> **Exercise data**:
PR #1339, opened 2023-08-16
feat: add custom 'ubuntu desktop' category

d-loose:
We'd like to present a curated list of snaps on the explore page (to make sure users easily find all the applications that used to be part of the [default installation](https://discourse.ubuntu.com/t/rethinking-ubuntu-desktop-a-more-thoughtful-default-installation/36736) but aren't anymore). In the long run, it'd be great if an 'ubuntu desktop' category for that purpose could be added in the backend by the store team.
Until then this PR adds support for hand-picked 'featured' snaps and custom categories that aren't provided by the backend.

In order to receive the snaps from a custom category I added `getStoreSnaps` to the `SnapCache` extension. This method is similar to `getStoreSnap`, but accepts a list of snap names.

@CarlosNihelton the PR might look much larger than it actually is, due to some of the JSON data I added to the tests! I hope the 'multiple snaps' test group makes clear how the caching logic works in this case - let me know if you have any questions :)


lib/src/snapd/snap_category_enum.dart
```diff
@@ -38,13 +38,33 @@ enum SnapCategoryEnum {
...
+  unknown,
+  ubuntuDesktop;
 
-  bool get hidden => [unknown].contains(this);
+  bool get hidden => [unknown, ubuntuDesktop].contains(this);
 
   String get categoryName => name.replaceAllMapped(
       RegExp(r'[A-Z]'), (match) => '-${match[0]!.toLowerCase()}');
 
+  List<String>? get featuredSnapNames => switch (this) {
```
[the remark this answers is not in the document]
d-loose: I don't know if there are any concrete plans yet, but it definitely shouldn't stay in the desktop client indefinitely.
I'll ask @tim-hm after the summer break :)

lib/src/search/search_provider.dart
```diff
@@ -22,12 +22,19 @@ class SnapSearchParameters {
...
   final snapd = getService<SnapdService>();
-  return snapd.find(
-    query: searchParameters.query,
-    category: searchParameters.category?.categoryName,
-  );
+  if (searchParameters.category?.hidden ?? false) {
+    yield* snapd.getStoreSnaps(searchParameters.category!.featuredSnapNames
+            ?.where((name) => name.contains(searchParameters.query ?? ''))
+            .toList() ??
+        []);
```
CarlosNihelton, line 31: Why is this block desired to run if `category.hidden` is `true`?

CarlosNihelton: AH, I see: `ubuntuDesktop` is `hidden`. Sorry.

lib/src/snapd/snapd_cache.dart
```diff
@@ -77,6 +78,57 @@ mixin SnapdCache on SnapdClient {
       }
     }
   }
+
+  Stream<List<Snap>> getStoreSnaps(
```
CarlosNihelton, line 82: This is a quite complex chunk of code. It'll be good to have some documentation on it.

CarlosNihelton (approved):
Under the current circumstances this looks good enough for me.

lib/src/search/search_provider.dart
d-loose: Since we can't search for our custom category in the store (yet?), this just 'searches' the hand-picked list of featured snaps. Maybe re-using the `hidden` property isn't very clear - is it worth it to add another `custom` property?

lib/src/snapd/snapd_cache.dart
d-loose: Will add some!

lib/src/search/search_provider.dart
CarlosNihelton: If this is only due the nature of the `ubuntuDesktop` category we could just compare the category against that value, instead.

d-loose: Right, that's much clearer - thanks

lib/src/snapd/snap_category_enum.dart
```diff
@@ -38,13 +38,33 @@ enum SnapCategoryEnum {
   serverAndCloud,
   social,
   utilities,
-  unknown;
+  unknown,
+  ubuntuDesktop;
 
-  bool get hidden => [unknown].contains(this);
+  bool get hidden => [unknown, ubuntuDesktop].contains(this);
```
CarlosNihelton, line 44: Just checking: is having the `ubuntuDesktop` as part of the `hidden` property still desirable after your last commit?

anasereijo: Good point, however I am not 100% what we would call it, or even if it's too generic. But definitely something to think about in the future! 

We will have more of these banners in the (near) future, with 'hand-picked' snaps. The objective is to have banners with collections of snaps that are not necessarily existing categories. For now, we only have that banner for ubuntuDesktop, but in a few weeks/months we should be changing that so something else. We need to think of a way to easily create these 'categories'/collections as it's something we aim to be updating quite often

lib/src/snapd/snap_category_enum.dart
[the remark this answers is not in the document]
tim-hm: This isn't something we want to do long term ... so yes it should be coming directly from the store but I'm not sure when they'll have capacity to start curating these lists.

> **Exercise goal**:
Repeat every entry word for word.

> **Written solution**:
PR #1339, opened 2023-08-16
feat: add custom 'ubuntu desktop' category

d-loose:
We'd like to present a curated list of snaps on the explore page (to make sure users easily find all the applications that used to be part of the [default installation](https://discourse.ubuntu.com/t/rethinking-ubuntu-desktop-a-more-thoughtful-default-installation/36736) but aren't anymore). In the long run, it'd be great if an 'ubuntu desktop' category for that purpose could be added in the backend by the store team.
Until then this PR adds support for hand-picked 'featured' snaps and custom categories that aren't provided by the backend.

In order to receive the snaps from a custom category I added `getStoreSnaps` to the `SnapCache` extension. This method is similar to `getStoreSnap`, but accepts a list of snap names.

@CarlosNihelton the PR might look much larger than it actually is, due to some of the JSON data I added to the tests! I hope the 'multiple snaps' test group makes clear how the caching logic works in this case - let me know if you have any questions :)


lib/src/snapd/snap_category_enum.dart
```diff
@@ -38,13 +38,33 @@ enum SnapCategoryEnum {
...
+  unknown,
+  ubuntuDesktop;
 
-  bool get hidden => [unknown].contains(this);
+  bool get hidden => [unknown, ubuntuDesktop].contains(this);
 
   String get categoryName => name.replaceAllMapped(
       RegExp(r'[A-Z]'), (match) => '-${match[0]!.toLowerCase()}');
 
+  List<String>? get featuredSnapNames => switch (this) {
```
[the remark this answers is not in the document]
d-loose: I don't know if there are any concrete plans yet, but it definitely shouldn't stay in the desktop client indefinitely.
I'll ask @tim-hm after the summer break :)

lib/src/search/search_provider.dart
```diff
@@ -22,12 +22,19 @@ class SnapSearchParameters {
...
   final snapd = getService<SnapdService>();
-  return snapd.find(
-    query: searchParameters.query,
-    category: searchParameters.category?.categoryName,
-  );
+  if (searchParameters.category?.hidden ?? false) {
+    yield* snapd.getStoreSnaps(searchParameters.category!.featuredSnapNames
+            ?.where((name) => name.contains(searchParameters.query ?? ''))
+            .toList() ??
+        []);
```
CarlosNihelton, line 31: Why is this block desired to run if `category.hidden` is `true`?

CarlosNihelton: AH, I see: `ubuntuDesktop` is `hidden`. Sorry.

lib/src/snapd/snapd_cache.dart
```diff
@@ -77,6 +78,57 @@ mixin SnapdCache on SnapdClient {
       }
     }
   }
+
+  Stream<List<Snap>> getStoreSnaps(
```
CarlosNihelton, line 82: This is a quite complex chunk of code. It'll be good to have some documentation on it.

CarlosNihelton (approved):
Under the current circumstances this looks good enough for me.

lib/src/search/search_provider.dart
d-loose: Since we can't search for our custom category in the store (yet?), this just 'searches' the hand-picked list of featured snaps. Maybe re-using the `hidden` property isn't very clear - is it worth it to add another `custom` property?

lib/src/snapd/snapd_cache.dart
d-loose: Will add some!

lib/src/search/search_provider.dart
CarlosNihelton: If this is only due the nature of the `ubuntuDesktop` category we could just compare the category against that value, instead.

d-loose: Right, that's much clearer - thanks

lib/src/snapd/snap_category_enum.dart
```diff
@@ -38,13 +38,33 @@ enum SnapCategoryEnum {
   serverAndCloud,
   social,
   utilities,
-  unknown;
+  unknown,
+  ubuntuDesktop;
 
-  bool get hidden => [unknown].contains(this);
+  bool get hidden => [unknown, ubuntuDesktop].contains(this);
```
CarlosNihelton, line 44: Just checking: is having the `ubuntuDesktop` as part of the `hidden` property still desirable after your last commit?

anasereijo: Good point, however I am not 100% what we would call it, or even if it's too generic. But definitely something to think about in the future! 

We will have more of these banners in the (near) future, with 'hand-picked' snaps. The objective is to have banners with collections of snaps that are not necessarily existing categories. For now, we only have that banner for ubuntuDesktop, but in a few weeks/months we should be changing that so something else. We need to think of a way to easily create these 'categories'/collections as it's something we aim to be updating quite often

lib/src/snapd/snap_category_enum.dart
[the remark this answers is not in the document]
tim-hm: This isn't something we want to do long term ... so yes it should be coming directly from the store but I'm not sure when they'll have capacity to start curating these lists.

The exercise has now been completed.